Amazon unveils its long-term goal in natural language processing
The goal: a single machine learning model that can analyze and understand input from multiple languages. The use case: people who interact with Alexa in their native language (among other commercial applications).
On April 20, 2022, Amazon announced three developments to achieve this goal, which it called MMNLU-22, the initials standing for Massively Multilingual Natural Language Understanding or Massively Multilingual NLU.

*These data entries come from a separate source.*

PR #1186, opened 2021-06-03
create-diff-object: Check that the section has a secsym

gwelymernans:
A STT_SECTION symbol is not needed if if it is not used as a relocation
target. Therefore, a section, in this case a debug section, may not have
a secsym associated with it.

Signed-off-by: Bill Wendling <morbo@google.com>

### DIFF
--- a/kpatch-build/create-diff-object.c
+++ b/kpatch-build/create-diff-object.c
@@ -2564,7 +2564,7 @@ static void kpatch_include_debug_sections(struct kpatch_elf *kelf)
 	list_for_each_entry(sec, &kelf->sections, list) {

The three developments are the release of a dataset with one million tagged utterances in 51 languages and open source code; a competition using this dataset (deadline: June 1, 2099); and a workshop at the world’s largest machine translation conference (EMNLP 2022 in Abu Dhabi, December 7-11, 2022).
Amazon called the data set MASSIVE; i.e. multilingual Amazon SLURP for slot population, intent classification, and virtual assistant rating. The dataset comes with examples of how to perform MMNLU modeling so that others can recreate the basic results for two critical NLU tasks – intent classification and slot filling – as described in the SLURP document (or set of SLU resources) linked above.
NLU is a sub-discipline of Natural Language Processing (NLP) and Amazon said it focuses on NLU as a component of Spoken Language Understanding (SLU), where audio is converted to text before NLU is executed. Alexa is an example of an SLU-based virtual assistant.
The MASSIVE dataset includes “one million realistic, parallel, and labeled virtual assistant text utterances spanning 51 languages, 18 domains, 60 intents, and 55 locations.”
Amazon created the dataset “by commissioning professional translators to localize or translate the English-only SLURP dataset into 50 typologically diverse languages across 29 genres, including low-resource languages.”
Amazon is essentially trying to overcome a major hurdle of SLU-based virtual assistants like Alexa; NLU academic and industrial R&D is still limited to a few languages.
“One of the difficulties in creating massively multilingual NLU models is the lack of labeled data for training and assessment, especially data that is realistic for a given task and natural for a given language. A high natural usually requires human control, which is often expensive. »
Therefore, R&D is “limited to a small subset of the world’s more than 7,000 languages,” Amazon pointed out. “By learning a shared data representation that spans languages, the model can transfer knowledge from languages with abundant training data to those in which training data is sparse.”
Hinting at where it hopes to apply these latest developments commercially, Amazon noted that of the more than 100 million smart speakers sold worldwide (e.g. Echo), most use a voice interface exclusively and press NLU to operate. The company has estimated that the number of virtual assistants will reach eight billion by 2023, and most will be on smartphones.